A Food for Thought: How to Share Data Among Services in a Microservice World (part 2)
A microservice architecture is all about transferring data from one service to another.
Overview
In the previous article, we already discussed data sharing between services in the microservice architecture world. We talked about Direct Database Connection sharing and HTTP call mechanism.
Now we continue with the third and last option for this topic.
Messaging and/or Streams
The last option in today’s article is using messaging system. Because the almost similar between messaging and streams, I will put them into one sub-section.

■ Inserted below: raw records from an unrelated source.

PR #1166, opened 2026-07-27
feat: add verified builds for devnet

askov:
## Description

OSEC now hosts a verified-builds registry for devnet (`https://verify-devnet.osec.io`). This wires the explorer's verified-build UI to query the correct registry per cluster, so verified builds now work on **Devnet** as well as **Mainnet**.

- Added `getOsecRegistryUrl(cluster)` — returns the mainnet registry for Mainnet, the devnet registry for Devnet, and `undefined` for clusters with no registry (Testnet/Custom/SIMD-296) — plus a `supportsVerifiedBuilds(cluster)` predicate.
- `useVerifiedProgramRegistry` and `useIsProgramVerified` now select the registry URL by cluster. The full URL is the SWR cache key, so Mainnet and Devnet never share a cached entry; on unsupported clusters no request is made.
- The generated `solana-verify` command uses the correct cluster moniker: `-ud` on Devnet, `-um` on Mainnet.
- `VerifiedProgramBadge` now renders on Mainnet and Devnet; the fallback notice reads "only available on Mainnet and Devnet".

The verified-programs **search autocomplete** stays Mainnet-only: it reads a pre-built snapshot (`public/verified-programs.json`) generated by a daily GitHub Action against Mainnet. Extending it to Devnet needs a separate snapshot + CI job + a `DEVNET_RPC_URL` secret — tracked as follow-up, not in this PR.

## Type of change

-   [x] New feature

## Testing

- [Devnet program page — badge queries `verify-devnet.osec.io` (previously the "only available on Mainnet" block)](https://explorer-git-fork-hoodieshq-feat-add-v-9f882a-solana-foundation.vercel.app/address/HnbLDGALwWtMHYFYrcCwz5vHAtWXcnZKT6iKBibZvyiP?cluster=devnet)
- [Devnet verified-build tab — resolved against the devnet registry](https://explorer-git-fork-hoodieshq-feat-add-v-9f882a-solana-foundation.vercel.app/address/HnbLDGALwWtMHYFYrcCwz5vHAtWXcnZKT6iKBibZvyiP/verified-build?cluster=devnet)
- [Testnet — "only available on Mainnet and Devnet" guard](https://explorer-git-fork-hoodieshq-feat-add-v-9f882a-solana-foundation.vercel.app/address/HnbLDGALwWtMHYFYrcCwz5vHAtWXcnZKT6iKBibZvyiP?cluster=testnet)
- [Mainnet verified card (unchanged) — full card with the `-um` verify command](https://explorer-git-fork-hoodieshq-feat-add-v-9f882a-solana-foundation.vercel.app/address/BUYuxRfhCMWavaUWxhGtPP3ksKEDZxCD5gzknk3JfAya/verified-build)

tl;dr: I am just lazy to split them.
In this approach, every Payment Service writes down their transactions into a specific topic. Let say CC-PAYMENT
for credit card payment topic and BANK-TRANSFER-PAYMENT
for bank transfer topic. Moreover, each Payment Service has its stream API. The main purpose of each stream API is to transform different payment payloads into a single common payment data. Then store it back into PAYMENT-OUTPUT
topic.
After the payment data is stored into the topic, we can build another stream API or KSQL to transform and aggregate all of them to produce the last five transaction information per customer. Then we store the information back to another topic, let say PAYMENT-TRX-AGGR
topic. And Customer Service can fetch the information later and store it into its own database (or elsewhere).
De-coupling Architecture
With this approach, we can handle previous issues with the HTTP call mechanism. For instance, whenever there is a new payment channel, we only focus on developing the new one. In the Customer Service perspective, they even do not know whether there is a new payment channel or not. It is totally transparent. As long as the new service writes the information into the PAYMENT-OUTPUT
topic, the aggregation will take place itself.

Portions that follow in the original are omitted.